Add to this the decline in wild grouse numbers over the last two years, and it may appear shooting prospects are particularly fragile. So what is the outlook for 2006?
Since it was first detected in South East Asia in 2004, avian influenza (or ‘bird flu’ as it has become commonly known) has affected nearly 60 countries. Scotland experienced its first case earlier this year, when a dead whooper swan in Cellardyke, Fife, was found to have the H5N1 strain of the virus. As a result, there was panic across all sectors – not just from consumers and those in the poultry industry, but also from country sports enthusiasts.

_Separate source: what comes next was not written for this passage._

PR #318, opened 2018-06-28
MH-12974, Access denial to event for unprivileged user

lkiesow:
Due to the incorrect usage of ``getAcl()``, unprivileged users may not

According to David Ilsley, Head of Marketing for the British Association for Shooting and Conservation (BASC), ‘a number of people were asking for shoot cancellation insurance, particularly when it (AI) was hitting the news on the television and in the shooting magazines.’ Those from within the industry also feared gamekeepers might take a cautionary approach and order fewer birds.
Thankfully, however, the quality and number of game birds being reared for this season seems to have excelled. ‘Indeed, the fact I have seen far many more adverts for poults (as young birds are initially referred to) than in prior years, tells me any original worries that rearing businesses were going to suffer have been unfounded,’ says John Anderson, chairman of the Tayside and Fife regional committee of the Game Conservancy Trust (GCT).
The reason for this probably lies in the fact that organisations such as DEFRA (Department for Environment, Food and Rural Affairs), as well as the BASC and GCT, have encouraged gamekeepers to source more locally. ‘Quite a chunk of game birds will usually be imported,’ explains David Ilsley, ‘so the biggest threat was if an outbreak wiped through the Far East and the southern area of France. Our recommendation in those early days was very much to get your birds from UK suppliers.’